WHAT THE EXERCISE ASKS
Please find all lines containing "getParams" in the listing below and copy them.

EXTRACTED ENTRIES

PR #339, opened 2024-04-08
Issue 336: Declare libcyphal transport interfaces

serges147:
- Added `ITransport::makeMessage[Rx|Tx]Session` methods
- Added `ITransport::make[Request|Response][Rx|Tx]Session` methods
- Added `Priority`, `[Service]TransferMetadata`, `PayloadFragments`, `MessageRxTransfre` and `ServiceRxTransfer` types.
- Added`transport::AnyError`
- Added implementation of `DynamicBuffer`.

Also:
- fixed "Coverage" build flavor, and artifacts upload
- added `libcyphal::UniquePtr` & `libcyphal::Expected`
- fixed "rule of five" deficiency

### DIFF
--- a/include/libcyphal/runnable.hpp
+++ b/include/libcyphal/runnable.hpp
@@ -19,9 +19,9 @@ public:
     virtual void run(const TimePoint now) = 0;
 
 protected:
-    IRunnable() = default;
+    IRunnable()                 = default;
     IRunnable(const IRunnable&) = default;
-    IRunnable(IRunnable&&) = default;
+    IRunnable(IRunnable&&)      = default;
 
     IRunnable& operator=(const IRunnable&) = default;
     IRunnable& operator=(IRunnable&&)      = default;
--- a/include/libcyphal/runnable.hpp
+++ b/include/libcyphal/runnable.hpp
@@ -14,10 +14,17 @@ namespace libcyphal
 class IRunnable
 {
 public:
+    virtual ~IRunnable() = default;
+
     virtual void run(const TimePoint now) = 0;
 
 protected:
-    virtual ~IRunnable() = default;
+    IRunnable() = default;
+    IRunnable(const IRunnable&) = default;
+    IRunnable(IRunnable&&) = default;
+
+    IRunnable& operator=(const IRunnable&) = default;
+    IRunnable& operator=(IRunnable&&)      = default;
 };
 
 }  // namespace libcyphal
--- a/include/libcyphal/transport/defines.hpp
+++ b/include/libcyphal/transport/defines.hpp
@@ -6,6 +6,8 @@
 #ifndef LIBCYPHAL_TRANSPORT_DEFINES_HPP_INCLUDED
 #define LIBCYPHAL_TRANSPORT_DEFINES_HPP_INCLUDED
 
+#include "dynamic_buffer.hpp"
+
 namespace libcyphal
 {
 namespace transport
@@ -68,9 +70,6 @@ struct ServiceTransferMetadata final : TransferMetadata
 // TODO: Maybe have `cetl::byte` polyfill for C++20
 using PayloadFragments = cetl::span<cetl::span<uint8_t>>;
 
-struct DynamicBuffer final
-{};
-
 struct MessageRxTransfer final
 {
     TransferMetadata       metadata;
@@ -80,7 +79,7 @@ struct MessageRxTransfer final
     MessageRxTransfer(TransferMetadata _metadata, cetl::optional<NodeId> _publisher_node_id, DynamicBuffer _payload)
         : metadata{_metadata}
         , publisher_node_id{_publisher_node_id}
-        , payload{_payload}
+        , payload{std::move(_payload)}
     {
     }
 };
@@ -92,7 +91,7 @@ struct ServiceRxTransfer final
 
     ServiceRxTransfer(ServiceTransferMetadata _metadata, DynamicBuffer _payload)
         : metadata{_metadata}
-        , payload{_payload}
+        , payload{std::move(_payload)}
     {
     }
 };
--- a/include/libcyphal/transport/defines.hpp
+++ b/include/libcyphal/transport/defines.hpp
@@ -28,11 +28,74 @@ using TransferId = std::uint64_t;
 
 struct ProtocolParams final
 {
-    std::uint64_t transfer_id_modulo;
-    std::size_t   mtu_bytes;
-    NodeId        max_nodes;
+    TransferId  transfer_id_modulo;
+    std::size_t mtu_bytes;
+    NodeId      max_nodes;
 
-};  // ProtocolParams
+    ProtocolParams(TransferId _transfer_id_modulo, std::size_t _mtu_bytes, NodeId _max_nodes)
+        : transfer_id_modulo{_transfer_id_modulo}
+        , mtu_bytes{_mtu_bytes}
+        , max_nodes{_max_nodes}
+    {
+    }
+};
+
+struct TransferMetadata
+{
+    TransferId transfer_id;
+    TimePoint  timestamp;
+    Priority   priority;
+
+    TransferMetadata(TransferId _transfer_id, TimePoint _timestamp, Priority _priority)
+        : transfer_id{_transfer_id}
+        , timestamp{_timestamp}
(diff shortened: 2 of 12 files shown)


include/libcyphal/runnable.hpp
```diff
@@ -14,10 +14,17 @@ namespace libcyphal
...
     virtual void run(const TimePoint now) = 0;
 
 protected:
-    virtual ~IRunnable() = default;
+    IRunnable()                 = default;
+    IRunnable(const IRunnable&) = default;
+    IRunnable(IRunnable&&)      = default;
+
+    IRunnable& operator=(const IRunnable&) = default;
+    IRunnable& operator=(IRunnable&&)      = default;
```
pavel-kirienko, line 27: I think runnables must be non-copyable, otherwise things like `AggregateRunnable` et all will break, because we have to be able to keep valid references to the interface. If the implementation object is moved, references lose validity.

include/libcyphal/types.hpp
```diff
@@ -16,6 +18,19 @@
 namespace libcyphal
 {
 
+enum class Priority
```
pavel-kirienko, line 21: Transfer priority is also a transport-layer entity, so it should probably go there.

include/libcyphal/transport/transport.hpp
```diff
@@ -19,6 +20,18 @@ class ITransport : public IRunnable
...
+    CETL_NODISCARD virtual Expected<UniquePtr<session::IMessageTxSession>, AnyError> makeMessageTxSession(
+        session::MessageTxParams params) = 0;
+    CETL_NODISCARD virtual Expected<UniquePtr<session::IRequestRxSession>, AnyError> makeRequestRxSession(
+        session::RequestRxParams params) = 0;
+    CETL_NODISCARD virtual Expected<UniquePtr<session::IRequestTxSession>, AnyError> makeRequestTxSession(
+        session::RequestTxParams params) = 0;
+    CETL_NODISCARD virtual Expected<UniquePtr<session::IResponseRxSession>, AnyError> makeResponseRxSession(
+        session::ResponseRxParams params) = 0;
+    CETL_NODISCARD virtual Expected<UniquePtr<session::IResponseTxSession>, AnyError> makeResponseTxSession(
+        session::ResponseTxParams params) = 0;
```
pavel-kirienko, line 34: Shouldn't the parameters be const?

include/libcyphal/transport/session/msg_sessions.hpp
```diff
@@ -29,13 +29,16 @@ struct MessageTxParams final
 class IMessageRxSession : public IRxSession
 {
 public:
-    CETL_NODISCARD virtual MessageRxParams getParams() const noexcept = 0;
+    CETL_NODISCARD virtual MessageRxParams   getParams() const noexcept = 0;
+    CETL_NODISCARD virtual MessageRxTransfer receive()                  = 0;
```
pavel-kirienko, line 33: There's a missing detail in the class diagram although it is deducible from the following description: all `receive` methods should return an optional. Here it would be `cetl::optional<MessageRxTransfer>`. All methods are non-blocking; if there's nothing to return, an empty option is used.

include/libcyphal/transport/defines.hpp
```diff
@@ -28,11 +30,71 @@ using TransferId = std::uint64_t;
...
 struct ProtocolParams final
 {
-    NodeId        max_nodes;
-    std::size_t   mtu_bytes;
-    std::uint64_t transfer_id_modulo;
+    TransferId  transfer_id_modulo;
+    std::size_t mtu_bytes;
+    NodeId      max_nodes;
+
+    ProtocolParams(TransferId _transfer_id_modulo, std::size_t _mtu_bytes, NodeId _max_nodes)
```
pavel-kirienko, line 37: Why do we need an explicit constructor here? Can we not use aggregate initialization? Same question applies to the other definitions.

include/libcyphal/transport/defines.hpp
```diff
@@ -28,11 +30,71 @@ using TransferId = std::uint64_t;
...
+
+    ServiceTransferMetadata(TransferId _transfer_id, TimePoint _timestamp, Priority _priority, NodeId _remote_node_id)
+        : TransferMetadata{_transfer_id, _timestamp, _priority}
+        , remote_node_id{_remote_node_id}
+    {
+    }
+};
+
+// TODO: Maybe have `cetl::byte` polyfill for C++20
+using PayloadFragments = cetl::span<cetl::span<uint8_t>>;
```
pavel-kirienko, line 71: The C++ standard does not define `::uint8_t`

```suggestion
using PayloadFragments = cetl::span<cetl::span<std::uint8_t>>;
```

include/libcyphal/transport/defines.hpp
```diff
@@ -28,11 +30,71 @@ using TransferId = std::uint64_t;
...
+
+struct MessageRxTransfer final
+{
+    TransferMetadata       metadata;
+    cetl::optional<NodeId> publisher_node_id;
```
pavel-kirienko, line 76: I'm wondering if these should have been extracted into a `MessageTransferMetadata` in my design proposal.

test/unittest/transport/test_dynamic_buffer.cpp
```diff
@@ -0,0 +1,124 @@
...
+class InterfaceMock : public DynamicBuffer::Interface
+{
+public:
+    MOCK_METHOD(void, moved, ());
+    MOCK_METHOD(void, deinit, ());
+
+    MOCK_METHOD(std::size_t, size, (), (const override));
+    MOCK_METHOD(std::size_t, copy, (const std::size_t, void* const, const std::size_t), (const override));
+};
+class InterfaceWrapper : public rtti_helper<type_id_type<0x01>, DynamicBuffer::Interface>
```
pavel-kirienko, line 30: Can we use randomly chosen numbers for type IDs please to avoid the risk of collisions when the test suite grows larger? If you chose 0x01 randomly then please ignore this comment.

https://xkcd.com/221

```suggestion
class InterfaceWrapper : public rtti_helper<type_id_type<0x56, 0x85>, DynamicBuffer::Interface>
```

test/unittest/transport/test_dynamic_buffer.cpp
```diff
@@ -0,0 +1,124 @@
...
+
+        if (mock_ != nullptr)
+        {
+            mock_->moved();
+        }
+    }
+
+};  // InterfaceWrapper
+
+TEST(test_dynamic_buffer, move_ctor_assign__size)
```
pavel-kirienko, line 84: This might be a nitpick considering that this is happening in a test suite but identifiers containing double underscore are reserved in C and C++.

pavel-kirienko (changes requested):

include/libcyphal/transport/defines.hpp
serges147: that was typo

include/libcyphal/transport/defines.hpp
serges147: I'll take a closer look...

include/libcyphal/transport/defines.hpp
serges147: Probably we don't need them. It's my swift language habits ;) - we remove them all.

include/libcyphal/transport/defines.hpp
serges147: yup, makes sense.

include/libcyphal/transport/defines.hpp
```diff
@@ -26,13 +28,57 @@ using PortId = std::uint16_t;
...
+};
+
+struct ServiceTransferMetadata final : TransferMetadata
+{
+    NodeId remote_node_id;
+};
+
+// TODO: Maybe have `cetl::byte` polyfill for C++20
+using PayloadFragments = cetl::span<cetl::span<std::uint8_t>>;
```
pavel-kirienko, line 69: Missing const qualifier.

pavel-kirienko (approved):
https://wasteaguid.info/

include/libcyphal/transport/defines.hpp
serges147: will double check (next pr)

ANSWER BOX
-    CETL_NODISCARD virtual MessageRxParams getParams() const noexcept = 0;
+    CETL_NODISCARD virtual MessageRxParams   getParams() const noexcept = 0;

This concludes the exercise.